Technology is capable of producing three-dimensional food from both edible synthetic and natural ingredients. The challenge is to make them palatable and cost-effective
NASA conducted the first research into food printing back in 2006 with the idea of being able to feed astronauts on long space journeys. Seven years later, they succeeded in printing the world’s first 3D food – a pizza measuring 30cm in diameter – the perfect choice as it could be made in layers.
3D printed food technology has come a long way since then and, so far, has succeeded in printing steak, fish, sponge cake… even wagyu beef. But one thing is the technical achievement, quite another, of course, is the taste and appearance of the finished product, and not least the matter of whether or not it is a financially viable process. For now at least, it is not.
When we think of 3D printing technology, its usual applications come to mind, such as reproducing prototypes, industrial components, artificial prostheses, and even houses. 3D printers work by building up volume of an object through layers (additive manufacturing). From three-dimensional blueprints, the device extrudes material through a nozzle onto a plate in accordance with a pre-programmed sequence to give it shape and form. In food 3D printing, these programs are replaced by digital recipes using edible materials instead of the resins or plastics used in industry.

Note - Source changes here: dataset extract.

PR #10707, opened 2025-04-28
Fix too many open files

### LINKED ISSUE #9832: Assess "Too many open files"
In light of #9830 Erts behaviour of open files should be assessed. Some questions:
* How does it scale with number of realizations?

Although 3D food printing is still in its infancy, several companies are forging ahead with this technology. In Spain, for example, Cocuus Systema Ibérica is capable of bioprinting chops, ribs and fish from synthetic meat.
To date, there are just three companies selling professional-grade 3D food printers. 3D Systems focuses on confectionery; Foodini, from Natural Machines (Barcelona), recreates different textures from various foodstuffs; and similarly BeeHex (NASA’s original 3D pizza makers) offer their Chef 3D printer.
Much like the modern capsule coffee machines, aspiring manufacturers are working on innovating food cartridges, or capsules, which can be used in 3D food printers. This technology will lead to no end of possibilities for creating personalised dishes with nutrients and calories carefully planned to suit individual requirements.
3D printers do not actually cook the food by applying the different cooking times required for the different each ingredient that makes up a complex dish. That is why they are limited to simple foods, which are prepared in advance and cooked once printed. Another downside, for the moment, is the time/cost ratio. This technology is well-suited to producing a one-off special or a few units. However, it is rather slow and complex for any repetitive, large-scale production, which makes it very costly.